→ **EXERCISE**: Which lines of the entries contain the word "playlist"? Please list them.

Saved entries
PR #218, opened 2019-11-29
Fixed playlist query

joern-h:
Issue: 
Playlists in music library are missing, only the playlist with the favorites was present.

Before

Fix:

→ **ANSWER BELOW**:
Fixed playlist query
Playlists in music library are missing, only the playlist with the favorites was present.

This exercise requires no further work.